Did you know there’s a glaring gap between board members’ diligence regarding cybersecurity – and board members’ understanding of cybersecurity?
Admittedly, cyber issues are kind of a “new” thing. And board agendas are jam-packed these days. So if members lack knowledge or an appreciation of the complexity of cyber risk management, we can understand.
And yet – today’s boards rely on digital technology to ease the burden of director communications, especially for members who have other full-time commitments, hold multiple board seats and travel frequently. How might that be impacting the security of highly sensitive information?
More than half of board members recently surveyed report technology has increased the overall security of board information. However, even using secure digital board software does not eradicate cyber risk from board communications, nor does it absolve directors from the need to understand, mitigate and monitor related cybersecurity issues.

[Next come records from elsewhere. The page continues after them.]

Issue #1984, opened 2019-02-14
Code Checklist-Paper Prototype and Pseudocode 


kmorton2017:
**Describe the bug**
I tried to upload a file called "paper-prototype" into the prototype section of the code checklist. I also tried to upload a file called "pseudocode" into the pseudocode section of the checklist. The first time it happened, it selected a random screenshot on my computer for both (see thunkable logo). I tried again to choose the correct file for both the prototype and pseudocode sections. This time, the same file (pseudocode) appeared for both. 

**To Reproduce**
1. Start a submission.
2. Click on code checklist.
3. Scroll down to paper prototype and select a file. 
4. Scroll down to flowchart or pseudocode and select a file 
5. See the same image appear for both.

**Expected behavior**
I would expect these to be different images for the prototype and flowchart or pseudocode sections. 

**Screenshots**
![flowchart or pseudocode](https://user-images.githubusercontent.com/32206427/52810655-e556e800-3047-11e9-8dab-0b3e9dd4f88c.gif)

**Desktop (please complete the following information):**

**Smartphone (please complete the following information):**
 - Device: Macbook Air 
 - OS: OS Mojave
 - Browser Chrome
 - Version 10.14.2

**Additional context**

**Label**
You MUST use the label menu to add 'bug' and '0 - To discuss' as a label
(do *not* choose a bug priority label, devs will do that according to the Defect Priority matrix)

kmorton2017:
@ophelieh  @adrichey @stenington this same issue was brought up by a user today on zendesk.(Text below)  Since we are encouraging students to start submitting, can we move this into the to do column? 

We seem to be having problems with uploading our flowchart and paper prototype. We originally had a paper prototype and flowchart uploaded. We then uploaded a better version we had created of our paper prototype which had for some reason uploaded in the flowchart area as well. When I went into the code checklist today it says for both the flowchart and the paper prototype 'Unprocessed uploads'. When I tried to re-upload our flowchart and paper prototype it wouldn't work. Your help would be greatly appreciated.

ophelieh:
@stenington or @adrichey Would you be able to look into this? 

Thank you!

stenington:
I can start looking at this one.

adrichey:
Thanks for getting to this @stenington. Sorry, email got away from me today.

adrichey:
There have been some Airbrake JS errors today around this area. I am not sure if they are directly related, but it might be a good idea to check there when you start this @stenington.

[...]

PR #2026, opened 2019-03-06
#1984 give unprocessed uploads a unique directory

stenington:
Fix for #1984, copied from https://github.com/carrierwaveuploader/carrierwave/blob/f15f4ba71dd2c78e8df494bf65938bbaf13960f9/lib/generators/templates/uploader.rb#L12

I think unprocessed uploads were all overwriting each other on S3 😱

### DIFF
--- a/app/uploaders/image_uploader.rb
+++ b/app/uploaders/image_uploader.rb
@@ -13,6 +13,10 @@ class ImageUploader < CarrierWave::Uploader::Base
   # Override the directory where uploaded files will be stored.
   # CarrierWaveDirect::Uploader puts raw uploaded files in this directory on S3 as a first step
   def store_dir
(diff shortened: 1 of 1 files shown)


adrichey:
@stenington I began looking at this code locally and began by creating a new team for a new student and when I land on the team page, I get the following error: `undefined method `id' for nil:NilClass`. It looks like the CI tests caught this as well. It looks like the model is nil here, so I think we need to initialize that somehow. It also looks as though mounted_as is nil here, so maybe we are missing initialization somewhere?

stenington:
Yeah it seems like uploaders behave differently when mounted or not, and this one is used in both ways. I have kind of a quick-fix running in CI now, although we can talk about maybe not using uploaders in both scenarios?

stenington:
It passed on CI so I'm requesting a review, but I fully recognize this was a lazy fix.

PR #2028, opened 2019-03-08
#1999 QA fix: Move school/company field hints above inputs

stenington:
I think this does it. More involved than I expected!


app/assets/stylesheets/_base.scss
```diff
@@ -89,6 +89,10 @@ table {
   font-size: 0.9rem;
 }
 
+.hint_above {
+  margin-bottom: 0.25rem;
```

Lots of companies today struggle with striking the right balance between convenience and security with regard to the distribution of board materials. In fact, in January 2017, NYSE Governance Services, in partnership with Diligent Corp., conducted a survey of more than 350 corporate directors of publicly traded companies to gain a better understanding of current board communications practices.
The survey’s focus was threefold:
- To determine how companies safeguard board communications, while still maintaining a high level of effectiveness
- To ascertain the current level of awareness and readiness of corporate directors to navigate related cybersecurity issues
- To identify potential areas for improvement in managing and mitigating the cyber risks of board communications.
The report confirms that many executives are putting their companies at risk for the sake of convenience, without understanding just how dangerous their online communications practices can be – both financially and legally.
The report goes on to reveal some shocking data points, including:
- 92 percent of board members communicate via personal email accounts that sit outside of corporate firewalls.
- 34 percent download confidential company documents onto their personal computers or devices.
- 62 percent were not required to undergo cybersecurity training.